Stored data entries

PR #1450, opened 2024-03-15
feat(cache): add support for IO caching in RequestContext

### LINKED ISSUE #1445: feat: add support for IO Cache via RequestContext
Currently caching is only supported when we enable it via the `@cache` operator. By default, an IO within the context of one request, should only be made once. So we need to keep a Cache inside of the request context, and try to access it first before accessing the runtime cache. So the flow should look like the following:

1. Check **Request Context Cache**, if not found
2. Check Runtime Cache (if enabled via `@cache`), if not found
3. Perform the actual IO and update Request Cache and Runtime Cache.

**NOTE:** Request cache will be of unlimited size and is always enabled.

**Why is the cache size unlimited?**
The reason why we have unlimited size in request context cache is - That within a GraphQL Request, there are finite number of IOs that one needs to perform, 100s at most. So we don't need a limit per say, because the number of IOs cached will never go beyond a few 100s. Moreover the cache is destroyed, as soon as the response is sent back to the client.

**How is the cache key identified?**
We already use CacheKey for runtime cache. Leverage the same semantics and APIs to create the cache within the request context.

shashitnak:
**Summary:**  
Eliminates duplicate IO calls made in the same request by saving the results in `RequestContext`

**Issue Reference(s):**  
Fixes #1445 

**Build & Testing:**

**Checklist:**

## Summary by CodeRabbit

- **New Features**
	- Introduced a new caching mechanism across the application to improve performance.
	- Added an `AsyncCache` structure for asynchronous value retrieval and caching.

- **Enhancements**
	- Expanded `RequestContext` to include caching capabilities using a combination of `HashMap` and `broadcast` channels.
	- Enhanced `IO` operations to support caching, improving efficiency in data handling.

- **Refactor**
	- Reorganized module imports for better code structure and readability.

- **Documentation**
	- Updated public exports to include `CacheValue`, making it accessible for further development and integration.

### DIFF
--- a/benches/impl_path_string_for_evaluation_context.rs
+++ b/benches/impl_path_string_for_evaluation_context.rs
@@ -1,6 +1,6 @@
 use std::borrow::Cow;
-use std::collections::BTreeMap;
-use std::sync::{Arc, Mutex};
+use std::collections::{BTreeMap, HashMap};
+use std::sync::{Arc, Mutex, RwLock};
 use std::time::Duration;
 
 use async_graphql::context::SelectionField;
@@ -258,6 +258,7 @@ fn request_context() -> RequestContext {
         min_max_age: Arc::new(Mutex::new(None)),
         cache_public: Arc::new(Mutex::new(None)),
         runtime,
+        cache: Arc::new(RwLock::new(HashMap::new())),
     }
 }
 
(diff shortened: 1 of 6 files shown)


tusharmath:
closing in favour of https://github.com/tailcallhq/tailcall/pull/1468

## [YOUR GOAL]
Could you set down, exactly as written, the lines above between the one holding "3. Perform the" and the one holding "cache size unlimited?**", inclusive, and nothing more?

## [ANSWER SECTION]
3. Perform the actual IO and update Request Cache and Runtime Cache.

**NOTE:** Request cache will be of unlimited size and is always enabled.

**Why is the cache size unlimited?**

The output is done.